The cases arise in the aftermath of an abortive effort to decide all product liability claims by Florida smokers in a single class-action trial.  The class-wide trial proceeded for several years until the Florida Supreme Court (in its Engle decision) decertified the class in 2006 on the grounds that issues of fact could not be litigated on a class-wide basis; rather, the relevant facts (e.g., did tobacco companies mislead smokers regarding health hazards?) could only by determined on an individualized basis.  But the Florida court also held that smokers bringing future product liability actions on an individualized basis would be permitted to use a finding entered by the jury in the class action: cigarette manufacturers in at least some instances acted negligently in marketing a “defective” product.

Thousands of Florida smokers thereafter filed individual claims against tobacco companies,  hoping to take advantage of the Engle ruling.  In Brown and Walker, the courts determined that as a result of the jury’s verdict in the abortive class action, the Engle defendants are precluded from denying that they acted wrongly in marketing their cigarettes to the individual plaintiffs.  But as the defendants point out, the class-action jury held merely that they had acted wrongly at some unspecified times over the past 50 years.  WLF’s brief argued that under those circumstances, it is a denial of the defendants’ due process rights to refuse to permit them to defend themselves against charges that they acted tortiously toward the individual plaintiff in a later suit.

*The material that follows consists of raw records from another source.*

PR #464, opened 2022-01-06
Fix ImageDraw and clean unused repr for Image

### LINKED ISSUE #462: ImageDraw broken on Jupyter Notebook
due to #434 

Here is the notebook to reproduce it: https://github.com/da-tubi/rikai-example/blob/39ab170546ca7c6f7b66787aff4a36ccb9fa01d8/elephants_dream.ipynb

Actions:
+ Fix it and test it on Jupyter Notebook and Databricks Notebook
+ Add unit tests on _repr_mimebundle_

da-tubi:
Fixes #462 

For arbitrary python object, `_repr_mimebundle_` is the magic method which is actually invoked for displaying in Jupyter Notebook.

### DIFF
--- a/python/rikai/types/vision.py
+++ b/python/rikai/types/vision.py
@@ -190,23 +190,11 @@ class Image(ToNumpy, ToPIL, Asset, Displayable, ToDict):
             return "Image(<embedded>)"
         return f"Image(uri={self.uri})"
 
-    def _repr_html_(self):
-        """Default visualizer for remote ref (or local ref under cwd)"""
-        return self.display()._repr_html_()
-
     def _repr_mimebundle_(self, include=None, exclude=None):
         """default visualizer for embedded mime bundle"""
         return self.display()._repr_mimebundle_(
             include=include, exclude=exclude
         )
-
-    def _repr_jpeg_(self):
-        """default visualizer for embedded jpeg"""
-        return self.display()._repr_jpeg_()
-
-    def _repr_png_(self):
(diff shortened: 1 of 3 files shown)


python/rikai/types/vision.py
```diff
@@ -190,24 +190,12 @@ def __repr__(self) -> str:
             return "Image(<embedded>)"
         return f"Image(uri={self.uri})"
 
-    def _repr_html_(self):
```
changhiskhan, line 193: Have you tested the full combination of (externalized, embedded) x (Image, ImageDraw ) x (databricks, Jupyter)?

python/rikai/viz.py
```diff
@@ -79,6 +79,12 @@ def __repr__(self):
         first_layer = self.layers[0] if self.layers else "N/A"
         return f"Draw({first_layer})"
 
+    def _repr_mimebundle_(self, include=None, exclude=None):
```
changhiskhan, line 82: oic for display you've converted everything into an embedded repr for databricks notebooks so we have to implement this

changhiskhan (approved):
Can you please confirm that you checked the full combo works (8 different options)?

python/rikai/types/vision.py
da-tubi: I've already tested it for Jupyter. Let me verify the other 4 cases for Databricks.

da-tubi: confirmed on Databricks now!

Following its filing, WLF issued the following statement by Chief Counsel Richard Samp:

“Florida has imposed massive liability on businesses in a series of tort suits without ever requiring the plaintiffs to demonstrate that the defendants acted wrongfully.  The courts explained that they were trying to make cases more manageable.  But a desire for manageability does not justify running roughshod over a defendant’s due process rights.  Only a small fraction of the Engle claims have come to trial, yet liability awards already exceed $450 million.”

WLF is a public interest law firm and policy center that regularly litigates in support of tort reform, to ensure that the costs of unwarranted lawsuits do not drive up costs for all consumers.